Von Matthias Bosenick (07.06.2017)
Da knüpft das Synthiepopduo doch tatsächlich endlich an sein eigentliches Meisterwerk an, 22 Jahre später, am selbstbetitelten Album, das den Blick vom Club löste, von den Charts gar, und beinahe experimentell für Erasure neue Songstrukturen auslotete, inklusive zweier Gastbeiträge von Diamanda Galás. Ganz so ausufernd ist „World Be Gone“ zwar nicht geworden, aber so reflektiert, nach innen gewandt, mutig. Es ist tatsächlich das beste Erasure-Album seit 1995.
Die Sounds, die Vince Clarke synthetisch erzeugt, verweigern den schieren Effekt, sie tragen den Song. Und Andy Bell singt wie ein Chorknabe, er stimmt so manchen Gospel an. Die beiden öffnen Räume inmitten ihrer Lieder, sie laden zum Abtauchen ein, zur Meditation, und sie vermeiden den Kitsch dabei und die zwischendurch bisweilen recht cheesig ausgefallenen Töne. Lediglich „Oh What A World“ hat mit den schleppenden industriellen Beats eine moderne, nachdrückliche Grundstruktur, der Rauswerfer „Just A Little Love“ versucht sich unpeinlich am Achtziger-Uptempo, der Rest ist im Sinne des Synthiepops wunderbar zeitlos.
Nicht nur den Kitsch vermeiden sie, zuletzt versuchten Erasure zu häufig, wechselnd bis gleichzeitig an alte Strukturen oder an gegenwärtige Clubsounds anzuknüpfen, und beides stand ihnen nicht so richtig gut. Natürlich hatte jedes Album gute Songs, aber ein komplett gutes gab es nicht mehr.
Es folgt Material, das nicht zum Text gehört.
PR #848, opened 2025-02-21
fix hang in pyspark-rapids shell

eordentlich:
broke while copy pasting.

Not clear how to test this script in ci.

cat script.py | pyspark doesn't work as expected and as a result neither does cat script.py | pyspark-rapids.


eordentlich:
build

lijinf2 (approved):

PR #842, opened 2025-02-18
Update pooling confs to use spark.rapids.memory.gpu.pool

rishic3:
Per [spark-rapids docs](https://nvidia.github.io/spark-rapids/docs/additional-functionality/advanced_configs.html), looks like `spark.rapids.memory.gpu.pooling.enabled` is deprecated in favor of `spark.rapids.memory.gpu.pool`.

PR #855, opened 2025-02-25
Revert "Update pooling confs to use spark.rapids.memory.gpu.pool"

rishic3:
Reverts https://github.com/NVIDIA/spark-rapids-ml/pull/842. rapids.daemon python workers do not respect the new pooling configs when `spark.rapids.sql.python.gpu.enabled=true` (see [this issue](https://github.com/NVIDIA/spark-rapids/issues/12228)); need to use old config to disable pooling.


eordentlich (approved):
👍

PR #869, opened 2025-03-13
Require spark.sql.execution.arrow.pyspark.enabled=true [skip ci]

rishic3:
Make this conf suggestion explicit, since UMAP relies on it to write attributes. See [this thread](https://github.com/NVIDIA/spark-rapids-ml/pull/823#discussion_r1914157957).


eordentlich (approved):
For future, let's check if we can enable this at runtime in our library have it take effect.

rishic3:
build

PR #158, opened 2023-05-16
Improve the API sections, add more classes

danieldk:
## Description

Improve the API sections, add more classes.  Also infer parameter type documentation from type annotations.

### Types of change

Documentation improvements.

## Checklist

### DIFF
--- a/curated_transformers/models/embeddings.py
+++ b/curated_transformers/models/embeddings.py
@@ -42,11 +42,11 @@ class RotaryEmbeddings(Module):
         will be precomputed for up to 'seq _len' positions. The embedding
         will be recomputed when a longer sequence is found in the input.
 
-        width (int):
+        :param width:
             Rotary embedding dimensionality, must be even.
-        seq_len (int):
+        :param seq_len:
             Number of positons to initially precompute.
-        base (int):
+        :param base:
             The base used for Θ_i, determines the cycle length of the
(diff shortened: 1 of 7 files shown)


curated_transformers/models/embeddings.py
```diff
@@ -94,10 +94,10 @@ def forward(self, input: torch.Tensor, *, positions: Optional[Tensor] = None):
         """
         Apply rotary embeddings to an array.
 
-        input (Tensor): Array to apply the rotary embeddings to.
-        positions (Optional[Tensor]): positions of the inputs. If no
-            positions are provided, they are assumed to be [0, seq_len).
-        RETURNS (Tensor): Array with the rotary embeddings applied.
+        :param input: Array to apply the rotary embeddings to.
```
danieldk, line 97: Had to fix this up already, because I was getting errors when generating the documentation.

shadeMe: This means that the docs generator will automatically pull the type and default values from the function signature?

danieldk: Not sure what is happening with the constructor documentation, let me check...

danieldk: Better:

Screenshot 2023-05-16 at 11 13 16

shadeMe (approved):

PR #166, opened 2023-05-19
`BertTokenizer` and friends

shadeMe:
## Description

Add `BertTokenizer` and companion classes. 

### Types of change

New feature

## Checklist


curated_transformers/tests/tokenization/test_bert_tokenizer.py
```diff
@@ -0,0 +1,243 @@
...
+@pytest.fixture
+def toy_tokenizer(test_dir):
+    return BertTokenizer.from_files(
+        vocab_path=test_dir / "toy.wordpieces",
+    )
+
+
+@pytest.mark.skipif(not has_hf_transformers, reason="requires huggingface transformers")
+@pytest.mark.slow
+def test_berttokenizer_hf_tokenizer(sample_texts):
```
danieldk, line 21: We now have this test in three places, maybe we should factor it out to a function that can be called with the model name? Then if we want to check other things later like padding or attention masks, we could easily add them to all the places.

curated_transformers/tests/tokenization/test_bert_tokenizer.py
```diff
@@ -0,0 +1,243 @@
...
+    hf_pieces = hf_tokenizer(sample_texts)
+
+    assert pieces.ids == hf_pieces["input_ids"]
+
+
+def test_bert_toy_tokenizer(toy_tokenizer, short_sample_texts):
+    encoding = toy_tokenizer(short_sample_texts)
+    _check_toy_tokenizer(encoding)
+
+    assert toy_tokenizer.decode(encoding.ids) == [
```
danieldk, line 35: It would be nice to have a roundtrip encode/decode test as well (similar to the GPT-NeoX and RoBERTa tokenizer tests), if possible.

shadeMe: As discussed internally, I've added round-trip checks to the HF tokenizer comparison.

danieldk (approved):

Sieht man von den Remix-Compilations sowie den überraschend großartigen Akustik-Country-Versionen ihrer eigenen Songs auf „Union Street“ ab. Und gute Songs, die hatten Erasure in den Achtzigern zuhauf, beinahe jede Single war ein Hit und das auch zu Recht. In der charakterlosen Eurodance-Hochphase Anfang der Neunziger punkteten sie mit dem zurückgenommenen Hit „Always“, dann kam schon das begnadete „Erasure“. Wem auch immer sie hernach Erwartungen erfüllen wollten: Davon befreiten sie sich jetzt endlich.
„World Be Gone“ ist, wie der Vorgänger „The Violet Flame“, das Ergebnis einer Pledge-Kampagne. Jeder Pledger steht im Booklet (der Rezensent auch), und doch gibt es, wie bei der Aktion davor, eine Remix-Bonus-CD-Variante, die man nicht via Pledge ordern konnte. Das ist unfair, schmälert aber nicht den Genuss am Hauptwerk. Das wird sicherlich kein Chartserfolg werden, so wenig, wie es die zehn Alben davor waren, aber wer Ohren hat zu hören, der höre und freue sich.